───── STORED DATA ─────

PR #504, opened 2020-04-02
[CODE CAMP] AbstractTransmission

jordiandreu:


rhfogh:
@jordiandreu 
Have you considered whether this could be made into (or replaced by) a MotorMockup? Near as I can seethe new functions here are already in MotorMockup, with some bells and whistles. AbstractTransmission is currently an AbstractMotor, and Transmission is  Device and will one way or the other be refactored.

jordiandreu:
@rhfogh  yes, I did. However, Motor interface brings some extra attributes like velocity that, in my opinion, not need to be accessed by the application and I think (maybe wrong) that the API from Actuator is enough to manage the transmission from the application perspective.

test/pytest/test_transmission.py
```diff
@@ -0,0 +1,40 @@
...
+#  You should have received a copy of the GNU Lesser General Public License
+#  along with MXCuBE.  If not, see <http://www.gnu.org/licenses/>.
+
+
+def test_transmission_attributes(beamline):
+    assert (
+        not beamline.energy is None
+    ), "Energy hardware objects is None (not initialized)"
+
+    transmission = beamline.transmission.get_value()
```
IvarsKarpics, line 26: maybe rename to transmission_value or just value?

jordiandreu: Changed.

jordiandreu:
Last commit rewrites an assertion to suggested notation.

test/pytest/test_transmission.py
IvarsKarpics: thanks

test/pytest/test_transmission.py
```diff
@@ -0,0 +1,40 @@
...
+#  GNU Lesser General Public License for more details.
+#
+#  You should have received a copy of the GNU Lesser General Public License
+#  along with MXCuBE.  If not, see <http://www.gnu.org/licenses/>.
+
+
+def test_transmission_attributes(beamline):
+    assert (
+        not beamline.energy is None
+    ), "Energy hardware objects is None (not initialized)"
```
IvarsKarpics, line 24: Energy -> Transmission

test/pytest/test_transmission.py
```diff
@@ -0,0 +1,40 @@
...
+
+    value = beamline.transmission.get_value()
+    limits = beamline.transmission.get_limits()
+
+    assert isinstance(value, float), "Transmission value has to be float"
```
IvarsKarpics, line 29: (float, int)

jordiandreu: I was wrong...this is required, thanks @IvarsKarpics . Done!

─────

**WHAT YOU SHOULD DO**
Print the data above exactly as it was provided.

**RESULT OF THE TASK**
PR #504, opened 2020-04-02
[CODE CAMP] AbstractTransmission

jordiandreu:


rhfogh:
@jordiandreu 
Have you considered whether this could be made into (or replaced by) a MotorMockup? Near as I can seethe new functions here are already in MotorMockup, with some bells and whistles. AbstractTransmission is currently an AbstractMotor, and Transmission is  Device and will one way or the other be refactored.

jordiandreu:
@rhfogh  yes, I did. However, Motor interface brings some extra attributes like velocity that, in my opinion, not need to be accessed by the application and I think (maybe wrong) that the API from Actuator is enough to manage the transmission from the application perspective.

test/pytest/test_transmission.py
```diff
@@ -0,0 +1,40 @@
...
+#  You should have received a copy of the GNU Lesser General Public License
+#  along with MXCuBE.  If not, see <http://www.gnu.org/licenses/>.
+
+
+def test_transmission_attributes(beamline):
+    assert (
+        not beamline.energy is None
+    ), "Energy hardware objects is None (not initialized)"
+
+    transmission = beamline.transmission.get_value()
```
IvarsKarpics, line 26: maybe rename to transmission_value or just value?

jordiandreu: Changed.

jordiandreu:
Last commit rewrites an assertion to suggested notation.

test/pytest/test_transmission.py
IvarsKarpics: thanks

test/pytest/test_transmission.py
```diff
@@ -0,0 +1,40 @@
...
+#  GNU Lesser General Public License for more details.
+#
+#  You should have received a copy of the GNU Lesser General Public License
+#  along with MXCuBE.  If not, see <http://www.gnu.org/licenses/>.
+
+
+def test_transmission_attributes(beamline):
+    assert (
+        not beamline.energy is None
+    ), "Energy hardware objects is None (not initialized)"
```
IvarsKarpics, line 24: Energy -> Transmission

test/pytest/test_transmission.py
```diff
@@ -0,0 +1,40 @@
...
+
+    value = beamline.transmission.get_value()
+    limits = beamline.transmission.get_limits()
+
+    assert isinstance(value, float), "Transmission value has to be float"
```
IvarsKarpics, line 29: (float, int)

jordiandreu: I was wrong...this is required, thanks @IvarsKarpics . Done!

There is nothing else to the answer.